Case Study 2: MedClaim EDI 837 Variable-Format Claim Processing
Background
MedClaim receives approximately 200,000 electronic claims daily in ANSI X12 EDI 837 Professional format. Each claim is a stream of variable-length segments separated by tildes (~), with data elements separated by asterisks (*) and sub-elements by colons (:). The system must parse these streams into structured COBOL records for adjudication.
The Problem
EDI 837 data arrives as continuous text with no fixed field positions:
ISA*00* *00* *ZZ*SENDER *ZZ*RECEIVER *240615*1200*^*00501*000000001*0*P*:~
GS*HC*SENDER*RECEIVER*20240615*1200*1*X*005010X222A1~
ST*837*0001~
BHT*0019*00*CLAIM001*20240615*1200*CH~
CLM*PAT12345*1500.00*11:B:1*Y*A~
SV1*HC:99213:25*125.00*UN*1***1~
DTP*472*D8*20240610~
SE*7*0001~
Key challenges: - Every segment has different element counts and meanings - Sub-elements within elements require secondary parsing - Element positions are logical (1st, 2nd, 3rd element) not physical byte positions - The same parsing engine must handle hundreds of different segment types
Solution Architecture
James Okafor's team built a three-layer parsing architecture:
- Segment splitter: Uses reference modification to scan for
~terminators and extract individual segments - Element parser: Uses reference modification to scan for
*separators within a segment and extract elements into an array - Sub-element parser: Uses reference modification to scan for
:separators within an element
Each layer uses the same core pattern: a position pointer that scans forward one byte at a time using reference modification, recording field boundaries.
Key Technical Decisions
- Reference modification over UNSTRING: UNSTRING would require multiple calls with different delimiters. Reference modification handles all three delimiter types (~ * :) with the same scanning loop, changing only the comparison character.

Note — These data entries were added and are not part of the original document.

PR #8604, opened 2021-01-19
IcingaDB: start initial dump in callback instead of timer

julianbrost:
Previously, the initial config dump was started in a timer executed every 15 seconds. During the first execution of the timer, the Redis connection is typically not established yet. Therefore, this delayed the initial sync by up to 15 seconds.

This commit instead triggers the sync from a callback that is executed after the connection is successfully established.

The timer is removed completely. On first glance, it looks like it would ensure that a lost connection is reestablished, but this is handled internally by RedisConnection. After the config has been dumped once, that timer wouldn't ever attempt a reconnect anyways.

### DIFF
--- a/lib/icingadb/icingadb.cpp
+++ b/lib/icingadb/icingadb.cpp
@@ -63,16 +63,13 @@ void IcingaDB::Start(bool runtimeCreated)
 	m_ConfigDumpInProgress = false;
 	m_ConfigDumpDone = false;
 
-	m_Rcon = new RedisConnection(GetHost(), GetPort(), GetPath(), GetPassword(), GetDbIndex());
-	m_Rcon->Start();
-
 	m_WorkQueue.SetExceptionCallback([this](boost::exception_ptr exp) { ExceptionHandler(std::move(exp)); });
 
-	m_ReconnectTimer = new Timer();
-	m_ReconnectTimer->SetInterval(15);
-	m_ReconnectTimer->OnTimerExpired.connect([this](const Timer * const&) { ReconnectTimerHandler(); });
-	m_ReconnectTimer->Start();
-	m_ReconnectTimer->Reschedule(0);
+	m_Rcon = new RedisConnection(GetHost(), GetPort(), GetPath(), GetPassword(), GetDbIndex());
+	m_Rcon->SetConnectedCallback([this](boost::asio::yield_context& yc) {
+		m_WorkQueue.Enqueue([this]() { OnConnectedHandler(); });
+	});
+	m_Rcon->Start();
 
 	m_StatsTimer = new Timer();
 	m_StatsTimer->SetInterval(1);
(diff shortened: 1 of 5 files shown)


lib/icingadb/redisconnection.cpp
```diff
@@ -500,3 +504,14 @@ void RedisConnection::WriteOne(RedisConnection::Query& query, asio::yield_contex
...
+/**
+ * Specify a callback that is run each time a connection is successfully established
+ *
+ * The callback is executed from a Boost.Asio coroutine and should therefore not perform blocking operations.
+ *
+ * @param callback Callback to execute
+ */
+void RedisConnection::SetConnectedCallback(const std::function<void(asio::yield_context& yc)>& callback) {
+	m_ConnectedCallback = callback;
+}
```
Al2Klimov, line 517: No \\n at EOF.

Al2Klimov, line 517: Why don’t you omit `const&` and move the param?

lib/icingadb/icingadb.cpp
```diff
@@ -93,23 +90,10 @@ void IcingaDB::ExceptionHandler(boost::exception_ptr exp)
...
-{
-	m_WorkQueue.Enqueue([this]() { TryToReconnect(); });
-}
-
-void IcingaDB::TryToReconnect()
+void IcingaDB::OnConnectedHandler()
 {
 	AssertOnWorkQueue();
 
-	if (m_ConfigDumpDone)
```
Al2Klimov, line 105: Is this the only such check to remove not to perform the config dump only once?

Al2Klimov (changes requested):

lib/icingadb/redisconnection.cpp
julianbrost: Is there an advantage in doing so? One copies from a reference, the other copies and then moves.

lib/icingadb/icingadb.cpp
julianbrost: Not sure if I got your question. I removed this one because it's redundant with `if (m_ConfigDumpInProgress || m_ConfigDumpDone)`

lib/icingadb/redisconnection.cpp
Al2Klimov: The other _constructs_ and then moves, doesn’t it?

lib/icingadb/icingadb.cpp
Al2Klimov: My question: you restart Redis – do we re-dump?

julianbrost: No, we don't. This PR leaves this behavior as is.

lib/icingadb/redisconnection.cpp
Al2Klimov: And this one?

julianbrost: You mean my original version? That one constructs a `std::function`, passes it as a reference and then copy assigns it to the class member.

Al2Klimov (approved):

- Boundary validation: Every reference modification operation validates position + length against the buffer size. Sarah Kim's testing found that 0.02% of incoming EDI data contained malformed segments that would have caused storage overlays without validation.
- Performance: The parser processes the 200,000 daily claims in 12 minutes, with parsing consuming only 3 minutes of that time.
Results
The reference modification-based parser replaced an older UNSTRING-based parser that was: - 40% slower (UNSTRING overhead on variable-length segments) - Unable to handle sub-elements without a second UNSTRING pass - Prone to failures when element counts exceeded expectations
Discussion Questions
- Why is a three-layer architecture preferable to parsing the entire EDI stream in one pass?
- How would you handle an EDI segment that contains an escaped delimiter (e.g., a colon that is part of a data value rather than a sub-element separator)?
- What testing strategy would you use to verify the parser handles all 837 segment types correctly?
- How does this parsing approach compare to using an XML parser for the equivalent data in X12/XML format?